California Water Service Company was experiencing rising customer demand at its office and call centers and sought to examine servicing alternatives for customers to access billing, collection, payment arrangement, and severance transactions while improving service efficiency.

Cal Water’s goals were to:

  • Improve service
  • Increase efficiencies
  • Develop a new channel/service model for eventual company-wide implementation

PCG conducted a conjoint study and created a Customer Value Model that forecasted customer behavior given the new mix. (See Figure 5.) The Model also captured service costs, so management could easily identify initiatives that increased customer value and decreased costs.

Customer-driven innovation returns “much more”

Breakthrough improvements are the result of deep customer understanding folded into a well-managed innovation process. Scores become a success indicator for innovation and integration, rather than a number that sets direction. This shift promotes and sustains a mindset of pushing for change.

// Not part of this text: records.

PR #420, opened 2015-04-21
fix(tooltips): Added custom tooltips on more buttons

pavlovicnemanja92:
SD-2065

### DIFF
--- a/client/app/scripts/superdesk-archive/views/list.html
+++ b/client/app/scripts/superdesk-archive/views/list.html
@@ -1,11 +1,12 @@
 <div class="subnav">
 	<div class="button-stack right-stack">   
 	    <div class="navbtn dropdown strict highlights-dropdown" 
+            tooltip="{{ 'Mark item' | translate}}" tooltip-placement="left"
             dropdown sd-package-highlights-dropdown 
             ng-if="type === 'archive' && selected.desk">
         </div>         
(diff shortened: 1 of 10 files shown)


client/app/scripts/superdesk-archive/views/list.html
```diff
@@ -1,11 +1,12 @@
 <div class="subnav">
 	<div class="button-stack right-stack">   
 	    <div class="navbtn dropdown strict highlights-dropdown" 
+            tooltip="{{ 'Mark item' | translate}}" tooltip-placement="left"
```
petrjasek: would be good to use one time bindings for translate eg `{{ :: 'Mark item' | translate }}`

client/app/scripts/superdesk-search/views/item-sortbar.html
```diff
@@ -9,7 +9,7 @@
 	        </li>
 	    </ul>
 	</div>
-	<button ng-click="toggleDir()" class="pull-left direction" title="{{active.dir}}">
+	<button ng-click="toggleDir()" class="pull-left direction" tooltip="{{ :: active.dir}}" tooltip-placement="bottom">
```
plamut: Just to be sure - the value of the `active.dir` expression does not change in the lifetime of the view?

PR #429, opened 2015-04-22
Travis public api

actionless:


plamut:
:+1:
(but let's just wait for Travis to finish before merging, just in case)

mugurrus:
Created and merged PR 441 from this one

PR #430, opened 2015-04-22
feat(content): sync multi content view

petrjasek:
in case an item is send to a different stage, both previous and new stage lists will refresh

requires https://github.com/superdesk/eve/pull/19


amagdas:
:+1:

eozan:
:+1:

PR #433, opened 2015-04-23
fux(users) - Show the same error message on notification and on edit scr...

ioanpocol:
...een when is no info about what fields are with error

Conflicts:
	client/app/scripts/superdesk-users/users.js


petrjasek:
:+1:

mugurrus:
:+1:

PR #436, opened 2015-04-23
feat(multi-content): refresh stages when item is sent

petrjasek:
it will reload content for both previous and next stage

includes required eve update


ioanpocol:
:+1:

mugurrus:
:+1:

PR #439, opened 2015-04-23
fix(multi-content): fix item preview in multi content widget

petrjasek:
it was broken after using `controller as`


ioanpocol:
:+1:

mugurrus:
:+1:

PR #440, opened 2015-04-23
fix(online users): Styled checkbox for online users

pavlovicnemanja92:
SD-2155

### DIFF
--- a/client/app/scripts/superdesk-desks/views/main.html
+++ b/client/app/scripts/superdesk-desks/views/main.html
@@ -3,12 +3,12 @@
     	<ul>
 	    	<li ng-repeat="v in views" ng-class="{active: v === view}">
 	    		<a href="" id="{{v}}" ng-click="setView(v)" translate>{{v}}</a>
-	    		<div ng-if="v === view && view === 'users'">
-	    			<input type="checkbox" ng-model="online_users" name="online_users" id="online_users" ng-change="changeOnlineUsers(online_users)">
-	    			<label translate>online users</label>
-	    		</div> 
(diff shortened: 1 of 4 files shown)


ioanpocol:
:+1:

petrjasek:
:+1:

client/app/scripts/superdesk-desks/views/main.html
```diff
@@ -3,12 +3,12 @@
     	<ul>
 	    	<li ng-repeat="v in views" ng-class="{active: v === view}">
 	    		<a href="" id="{{v}}" ng-click="setView(v)" translate>{{v}}</a>
-	    		<div ng-if="v === view && view === 'users'">
-	    			<input type="checkbox" ng-model="online_users" name="online_users" id="online_users" ng-change="changeOnlineUsers(online_users)">
-	    			<label translate>online users</label>
-	    		</div> 
+                        <div class="online-users" ng-if="v === view && view === 'users'">
```
plamut: Can't we just say `v === 'users'`? :wink:

ioanpocol: No

plamut: Why not? The identity operator is transitive...

ioanpocol: Yes, you can do ng-if="v === view && v === 'users'" if you wish.
The point is that v and view should have value 'users' so just v==='users' is not enough.

plamut: Oh, OK, then it's fine of course, I thought it was just about the `v`. Thanks for clarifying!

PR #442, opened 2015-04-23
fix(preferences): hide preferences without label from ui

petrjasek:
and make sure we use defined label/category not what gets saved into
db so this change will work also for existing users


ioanpocol:
:+1:

amagdas:
:+1:

PR #443, opened 2015-04-23
feat(master desks): Add the option to edit the user from master desk, us...

ioanpocol:
...ers tab


petrjasek:
:+1:
maybe you could use `user` as model for modal and avoid this `modalActive`

plamut:
:+1: 
(I agree that we can probably get rid of the `modalActive` flag)

ioanpocol:
Deleted modalActive and use user instead

PR #445, opened 2015-04-24
Add /packages endpoint to public API

plamut:
Please have a closer look at the `package` schema definition and verify it, thanks!

### DIFF
--- a/server/publicapi/packages/resource.py
+++ b/server/publicapi/packages/resource.py
@@ -1,0 +1,49 @@
+# -*- coding: utf-8; -*-
+#
+# This file is part of Superdesk.
+#
+# Copyright 2013, 2014 Sourcefabric z.u. and contributors.
+#
+# For the full copyright and license information, please see the
+# AUTHORS and LICENSE files distributed with this source code, or
+# at https://www.sourcefabric.org/superdesk/license
+
+from superdesk.resource import Resource
+
+
+class PackagesResource(Resource):
+    """A class defining and configuring the /packages API endpoint."""
+
+    # Example of an ID of an object in database (whitout quotes):
+    #
+    #   "tag:example.com,0000:newsml_BRE9A605"
+    #
+    item_url = 'regex("[\w,.:-]+")'
+
+    schema = {
+        'guid': {'type': 'string'},
+        'type': {'type': 'string'},
+        'unique_id': {'type': 'integer'},
+        'unique_name': {'type': 'string'},
+        'pubstatus': {'type': 'string'},
+        'firstcreated': {'type': 'datetime'},
+        'versioncreated': {'type': 'datetime'},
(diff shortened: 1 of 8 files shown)


petrjasek:
:+1: schema looks good

server/publicapi/packages/service.py
```diff
@@ -0,0 +1,22 @@
...
+import logging
+from superdesk.services import BaseService
+
+
+logger = logging.getLogger(__name__)
+
+
+class PackagesService(BaseService):
+    """
+    Data layer providing the CRUD functionality for the `package`
```
ioanpocol: "Data Layer" is not an accurate description.

ioanpocol:
Since here is not a lot of functionality I think that more relevant are a few behave tests than unittests.

ioanpocol:
:+1:

server/publicapi/packages/resource.py
```diff
@@ -0,0 +1,49 @@
...
+        'guid': {'type': 'string'},
+        'type': {'type': 'string'},
+        'unique_id': {'type': 'integer'},
+        'unique_name': {'type': 'string'},
+        'pubstatus': {'type': 'string'},
+        'firstcreated': {'type': 'datetime'},
+        'versioncreated': {'type': 'datetime'},
+        'original_creator': {'type': 'string'},
+        'version_creator': {'type': 'string'},
+        'groups': {'type': 'list'},
```
ioanpocol: Probably it will help to detail in schema how the groups will look like. Is groups identical with what we have on regular package resource?

server/publicapi/packages/service.py
plamut: Yeah, I was contemplating what term to use here. Suggestions welcome, because a misleading comment is even worse than no comment at all.

plamut:
@ioanpocol Behave tests will also be added once we have the whole stack (including the DB) in place. Though IMO they should not be a replacement for unit tests, but rather something that complements them (i.e. testing the application from the user's perspective as opposed to the developer's perspective what unit tests do).

server/publicapi/packages/resource.py
plamut: I believe yes, but I can't be 100% sure. I basically extracted the schema for `packages` from the behave tests and from the example output of the API (http://docs.superdeskcontentapi.apiary.io/#reference/content-packages/package/fetch-a-single-package-item)

plamut:
I've updated the docstrings to more accurately describe the purpose of the *Service classes.

Regarding the packages schema - after a discussion with @petrjasek we concluded that it's not necessary to specify it in a more detailed way. The schema is only used when doing the insert/update operations, but we only allow fetching a resource, thus it mostly serves the documentation purposes for the code readers.

Merging.

PR #447, opened 2015-04-24
fix(dictionaries): validate dictionary file type

petrjasek:
and set form as invalid in case it's not plain text


ioanpocol:
:+1:

mugurrus:
:+1:

PR #448, opened 2015-04-24
fix(style issue): Fixed styled issue on user tab in master desk.

pavlovicnemanja92:
SD-2169

### DIFF
--- a/client/app/scripts/superdesk-users/views/edit-form.html
+++ b/client/app/scripts/superdesk-users/views/edit-form.html
@@ -25,10 +25,7 @@
               <span sd-switch ng-model="$parent._active" ng-click="toggleStatus(_active)"></span>
             </div>
         </div>
-        <div class="error-holder">
-          <p class="alert alert-error" ng-show="error && !error.message" translate>Please fix the issues below.</p>
-          <p class="alert alert-error" ng-show="error && error.message" translate>{{error.message}}</p>
-        </div>
+
         
         <div class="details-info form-flat" ng-class="{shifted : error}">
             <div class="title">{{ 'General' | translate }} <span class="required-info" translate>* mandatory fields</span></div>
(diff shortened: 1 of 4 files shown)


client/app/scripts/superdesk-users/views/edit-form.html
```diff
@@ -25,10 +25,7 @@
               <span sd-switch ng-model="$parent._active" ng-click="toggleStatus(_active)"></span>
             </div>
         </div>
-        <div class="error-holder">
-          <p class="alert alert-error" ng-show="error && !error.message" translate>Please fix the issues below.</p>
-          <p class="alert alert-error" ng-show="error && error.message" translate>{{error.message}}</p>
```
petrjasek: imo this should stay somewhere

pavlovicnemanja92: I talk with Fritz about that, and we agreed that error message on a top of the window is enough. I can see with him to put this error somewhere too if it is important.

petrjasek: and it's with the same `error.message` ? then it is ok

ioanpocol: Not always is the same error and the problem is that the notification disappear in 5s or so.
Probably in this case because is the same error we can hide one of them.
The line with Please fix issue below should not be deleted, it will be showed on input validation errors.
The second line can be deleted.

petrjasek: imo it should be the other way ;) line with `please fix issues below` is not needed because you can see the errors below, but the other message is important

ioanpocol: The other is shown all the time as notification, so to delete both line seams to be ok.

ioanpocol:
:+1:

petrjasek:
:+1:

With all these efforts, PCG facilitates creativity and provides many years of experience in service businesses. PCG’s innovation process delivers:

  • Framing the challenge to inspire innovation
  • Customer experience mapping
  • Prioritization of customer experience improvements
  • Predictive modeling of customer behavior and impact

Working together, PCG and our clients generate customer-driven breakthrough solutions. The kind of innovation that adapts to customer needs while increasing profitability. The path to attaining much more than a score starts and ends with the customer.